Regularizers¶
Policy regularization term based on the entropy of the policy. |
|
Policy regularization term based on the Kullback-Leibler divergence of the policy relative to a given set of priors. |
This is a collection of regularizers that can be used to put soft constraints on stochastic function approximators. These is typically added to the loss/objective to avoid premature exploitation of a policy.
Object Reference¶
- class coax.regularizers.EntropyRegularizer(f, beta=0.001)[source]¶
Policy regularization term based on the entropy of the policy.
The regularization term is to be added to the loss function:
\[\text{loss}(\theta; s,a)\ =\ -J(\theta; s,a) - \beta\,H[\pi_\theta(.|s)]\]where \(J(\theta)\) is the bare policy objective.
- Parameters:
f (stochastic function approximator) – The stochastic function approximator (e.g.
coax.Policy
) to regularize.beta (non-negative float) – The coefficient that determines the strength of the overall regularization term.
- property function¶
JIT-compiled function that returns the values for the regularization term.
- Parameters:
dist_params (pytree with ndarray leaves) – The distribution parameters of the (conditional) probability distribution.
beta (non-negative float) – The coefficient that determines the strength of the overall regularization term.
- property metrics_func¶
JIT-compiled function that returns the performance metrics for the regularization term.
- Parameters:
dist_params (pytree with ndarray leaves) – The distribution parameters of the (conditional) probability distribution.
beta (non-negative float) – The coefficient that determines the strength of the overall regularization term.
- class coax.regularizers.KLDivRegularizer(f, beta=0.001, priors=None)[source]¶
Policy regularization term based on the Kullback-Leibler divergence of the policy relative to a given set of priors.
The regularization term is to be added to the loss function:
\[\text{loss}(\theta; s,a)\ =\ -J(\theta; s,a) + \beta\,KL[\pi_\theta, \pi_\text{prior}]\]where \(J(\theta)\) is the bare policy objective. Also, in order to unclutter the notation we abbreviated \(\pi(.|s)\) by \(\pi\).
- Parameters:
f (stochastic function approximator) – The stochastic function approximator (e.g.
coax.Policy
) to regularize.beta (non-negative float) – The coefficient that determines the strength of the overall regularization term.
priors (pytree with ndarray leaves, optional) – The distribution parameters that correspond to the priors.

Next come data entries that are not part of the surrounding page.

PR #995, opened 2026-07-29
recovery,checkpoint: fuzzy sys-tree checkpoint with a front consistency stage

akorotkov:
## Summary

Make the OrioleDB system trees a **fuzzy checkpoint image** reconciled by a
**front sys-tree-consistency recovery stage**, instead of holding
`oTablesMetaLock` across replay / across the checkpoint's commit drain. This:

- Fixes the `027_stream_regress` standby self-deadlock (leader no longer holds
  `oTablesMetaLock` across replay, so an interleaved `dbase_redo` can absorb its
  `ProcSignalBarrier`).
- Fixes the checkpoint `ON COMMIT DROP` AB-BA deadlock (no meta locks held across
  the commit wait).
- Fixes an SK/PK crash-recovery divergence exposed by the fuzzy checkpoint:
  `test_recovery_sk_cross_row_rotation` under `dm_log_writes` OS-buffer-loss
  recovery left one spurious secondary-index entry. Root cause was recording
  only sys-tree undo during the sys-tree stage, which dropped an aborting
  transaction's data-log undo chain from the xids file. Now all undo logs are
  recorded and the descriptor-before-sys-trees hazard is handled by a
  recovery-side deferral (`deferred_checkpoint_undo`, drained at the
  `replayStartPtr` crossing).

Split out of #989 as an independent change. Full rationale in the commit
message.

**Validation:** `dm_log_writes` x64 harness = **64/64 pass (0 failures)** for
`test_recovery_sk_cross_row_rotation` (the folded redesign was 6-7/64). Plus
`recovery_test`, `replication_test`, `meta_lock_deadlock_test`,
`systree_stage_test`, `systree_xids_gap_test`, `systree_wal_retention_gap_test`.

## Details

recovery,checkpoint: fuzzy sys-tree checkpoint with a front consistency stage

Fix the 027_stream_regress standby self-deadlock: the recovery leader no longer
holds oTablesMetaLock across replay, so an interleaved dbase_redo can absorb its
ProcSignalBarrier.  Sys trees become a fuzzy checkpoint image reconciled by a
front sys-tree-consistency recovery stage.

Checkpoint (o_perform_checkpoint):
- Capture the sys trees as a fuzzy per-page image WITHOUT the EXCLUSIVE
  oTablesMetaLock/oSysTreesLock freeze.  Pin sysTreesStartPtr =
  get_checkpoint_xlog_ptr() right before the sys-tree walk and replayStartPtr
  after it.
- Right after pinning sysTreesStartPtr, wait_finish_active_commits() waits for
  every commit stamped at or before it to finish, so no such commit is still in
  flight when the in-progress xids are snapshotted later.  Otherwise a
  committing transaction could be snapshotted as in-progress while its commit
  WAL record sits before the replay window (which starts at sysTreesStartPtr)
  and is never replayed, and recovery -- seeing its undo stack in the xids file
  with no commit -- would wrongly abort it.  We hold no meta locks across the
  wait, so the ON COMMIT DROP AB-BA deadlock does not arise.
- No clamp on sysTreesStartPtr is needed.  A sys-tree WAL record already durable
  at the pin is already reflected on its page (a buffer is modified before its
  XLogInsert() returns); anything from there on falls inside the forward-replay
  window or is caught by the checkpoint's xids file -- the same two mechanisms
  the PK/data walk already relies on.  (An earlier oldest-open-DDL-window clamp
  was unenforceable -- Postgres's WAL retention and its single redo pass both
  key off checkPointRedo, never a clamped-back pointer -- as well as
  unnecessary, so it is not introduced.)
- Arm the xids-queue flush (before_writing_xids_file/start_write_xids) BEFORE
  checkpoint_sys_trees(), mirroring the PK/data walk, so a transaction that
  finishes while the fuzzy walk runs is recorded in the xids file and reconciled
  at recovery instead of being baked into the image.
- Add a checkpoint_before_replay_start stop event between the two pins so tests
  can land WAL in the [sysTreesStartPtr, replayStartPtr) stage-0 window.

xids file records all undo logs.  before_writing_xids_file/start_write_xids
guarantee an in-flight transaction's undo chains land in the xids file so
recovery can revert them.  Recording only sys-tree undo during the sys-tree
stage would drop an aborting transaction's data-log undo, whose page the fuzzy
walk may capture before the abort's (time-unbounded) undo reverts it, leaving
that change unrevertible on recovery.  The descriptor-before-sys-trees hazard
that full recording would otherwise create is handled by the recovery-side
deferral below, not by restricting what is queued.

Recovery:
- Apply sys-tree records in place from sysTreesStartPtr (the overwrite recovery
  callbacks are idempotent against the fuzzy image); apply data (PK/toast/SK)
  records only from replayStartPtr.  Keep o_tables_meta_locked tracking -- it
  guards handle_o_tables_meta_unlock()'s reconciliation.
- Drop the two stale exact-cut Assert(o_tables_meta_locked) checks: with a fuzzy
  checkpoint recovery can start past a window's META_LOCK, replaying a UNLOCK /
  O_TABLES modify with the flag unset; handle_o_tables_meta_unlock returns early
  and the modify applies idempotently.
- Defer stage-0 data-log undo.  A checkpoint xid (read from the xids file into
  checkpoint_undo_stacks) can finish -- commit, abort, or roll back to a
  savepoint -- inside stage 0, but applying its captured UndoLogRegular /
  UndoLogRegularPageLevel undo there would fetch a data descriptor before the
  sys trees are consistent.  walk_checkpoint_stacks() parks such an entry on
  deferred_checkpoint_undo and orioledb_redo() drains it at the replayStartPtr
  crossing (UndoLogSystem undo still applies in place).  The current oxid's own
  rebuilt data undo stack stays empty in stage 0 (its data modifies <
  replayStartPtr are skipped), so only the checkpoint-captured stack needs it.

Tests (TESTGRESCHECKS): meta_lock_deadlock_test (the 027_stream_regress standby
self-deadlock), systree_stage_test (park at checkpoint_before_replay_start,
abort a data txn in the stage-0 window, then crash+recover), systree_xids_gap_test
(DDL rollback racing the xids-arm gap) and systree_wal_retention_gap_test (DDL
window spanning an ordinary checkpoint, recovering with no clamp).

### DIFF
--- a/Makefile
+++ b/Makefile
@@ -196,6 +196,7 @@ TESTGRESCHECKS_PART_1 = test/t/amcheck_test.py \
 						test/t/recovery_opclass_test.py \
 						test/t/recovery_worker_test.py \
 						test/t/replication_test.py \
+						test/t/fuzzy_checkpoint_test.py \
 						test/t/types_test.py \
 						test/t/undo_eviction_test.py \
 						test/t/undo_ring_keep_checkpoint_test.py \
--- a/include/orioledb.h
+++ b/include/orioledb.h
@@ -251,6 +251,7 @@ typedef struct
 {
 	UndoRetainSharedLocations undoRetainLocations[(int) UndoLogsCount];
 	pg_atomic_uint64 commitInProgressXlogLocation;
+
 	int			autonomousNestingLevel;
 	LWLock		undoStackLocationsFlushLock;
 	bool		flushUndoLocations;
--- a/src/catalog/o_tables.c
+++ b/src/catalog/o_tables.c
@@ -31,6 +31,7 @@
 #include "tuple/toast.h"
 #include "utils/elog.h"
 #include "utils/planner.h"
+#include "utils/stopevent.h"
 
 #include "access/hash.h"
 #include "access/heapam.h"
@@ -2445,6 +2446,18 @@ o_tables_meta_unlock(ORelOids oids, Oid oldRelnode)
 {
 	if (!is_recovery_process())
 	{
+		/*
+		 * Test hook: park here holding oTablesMetaLock, after the
+		 * WAL_REC_O_TABLES_META_LOCK (+ the sys-tree modify) container has
+		 * already been flushed by systrees_modify_end but before
+		 * WAL_REC_O_TABLES_META_UNLOCK is written.  A concurrent DROP
+		 * DATABASE issued while we are parked then lands its dbase_redo WAL
+		 * record between META_LOCK and META_UNLOCK -- the interleaving that
+		 * makes the standby recovery leader replay dbase_redo while holding
+		 * the meta lock.
+		 */
+		STOPEVENT(STOPEVENT_BEFORE_O_TABLES_META_UNLOCK, NULL);
+
 		add_o_tables_meta_unlock_wal_record(oids, oldRelnode);
 		(void) flush_local_wal(false, false);
 
--- a/src/checkpoint/checkpoint.c
+++ b/src/checkpoint/checkpoint.c
@@ -670,7 +670,7 @@ add_index_id_item(List *list, BTreeDescr *desc)
  * `redo_pos`.
  *
  * Ensures every transaction, which WAL record is written before redo_pos,
- * passed to write_to_xids_queue(),
+ * don't go to write_to_xids_queue(),
  */
 static inline void
 wait_finish_active_commits(XLogRecPtr redo_pos)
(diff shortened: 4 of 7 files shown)


pgnickb (commented):
This iteration looks good.

I'd like to later go over some of these comments and rewrite them into more human-friendly ones. Also perhaps worth updating/adding docs, as this might be relevant.

pgnickb (approved):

If left unspecified, we’ll use
proba_dist.default_priors
, see e.g.NormalDist.default_priors
.
- property function¶
JIT-compiled function that returns the values for the regularization term.
- Parameters:
dist_params (pytree with ndarray leaves) – The distribution parameters of the (conditional) probability distribution.

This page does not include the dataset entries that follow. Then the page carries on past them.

PR #998, opened 2026-08-03
Fix DROP INDEX CONCURRENT fail by timeout

bwyltcaxe:
This patch moves locks for trees to-be-dropped to PRE COMMIT stage: this lets DROP INDEX CONCURRENT which holds ShareUpdateExclusiveLock to be canceled by request or timeout.  During COMMIT phase interrupt are switched off on PG core's side, so backend would wait forever.

### DIFF
--- a/src/btree/undo.c
+++ b/src/btree/undo.c
@@ -938,6 +938,33 @@ btree_relnode_undo_callback(UndoLogType undoType, UndoLocation location,
 			for (i = 0; i < numTrees; i++)
 				fsync_btree_files(trees[i]);
 		}
+
+		/*
+		 * Acquire here locks the commit stage below needs to drop the old
+		 * trees.
+		 *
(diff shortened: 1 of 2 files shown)


pashkinelfe:
Ci tests fail on this PR @bwyltcaxe can you update?

bwyltcaxe:
> Ci tests fail on this PR @bwyltcaxe can you update?

Yeah, sure. Sorry for silence: I do remember about this PR, just didn't have enough time to look again yet :(

bwyltcaxe:
Looks like I fixed it (excluding Bad Gateway -- but it looks like I can do nothing about it). Removed `o_tables_rel_lock_extended_no_inval` -- for 1500 tables the locks become exhausted.

I am not sure this is the best fix, I'd like to prefer to make non-blocking-deferrable approach, but it looks like overkill too, so I have no better idea here

homper (approved):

beta (non-negative float) – The coefficient that determines the strength of the overall regularization term.
priors (pytree with ndarray leaves) – The distribution parameters that correspond to the priors.
- property metrics_func¶
JIT-compiled function that returns the performance metrics for the regularization term.
- Parameters:
dist_params (pytree with ndarray leaves) – The distribution parameters of the (conditional) probability distribution.
beta (non-negative float) – The coefficient that determines the strength of the overall regularization term.
priors (pytree with ndarray leaves) – The distribution parameters that correspond to the priors.